PR #399, opened 2024-10-23
Update submit_eval_jobs.py

jacob-morrison:
Include new clusters in the default arg for evaluations


vwxyzjn (approved):
Perfect! Thanks Jacob!

PR #403, opened 2024-10-24
Decontaminate training datasets

pdasigi:
The search script only produced dataset level contamination scores earlier. Now there is an option to also output decontaminated training sets.


natolambert (approved):
great addition!

PR #390, opened 2024-10-16
Prototype ppo + ray

vwxyzjn:
TL;DR works
image

Chat models works.
image

70B works
image

PR #405, opened 2024-10-28
Typo fix

vwxyzjn:
Does the `datasets_next` impact performance? If I understand correctly, `datsets_next` is created only once.


vwxyzjn:
Closed in favor of #390

PR #412, opened 2024-10-31
A good DPO mix

ValentinaPy:
A good DPO mix with LJ's regenerations of Ultrafeedback and Helpsteer2!


natolambert (approved):
LGTM. Also can just make this a numbered version and increment numbers.

PR #413, opened 2024-11-01
added persona ifdata to dpo mix

fabrahman:
added persona IF data to the final dpo mix


ValentinaPy (approved):
Great! Thank you! LGTM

···

TASK DETAILS »
Some lines of the data may hold the word "training". Say how many do, with nothing else.

RESPONSE TO THE EXERCISE »
2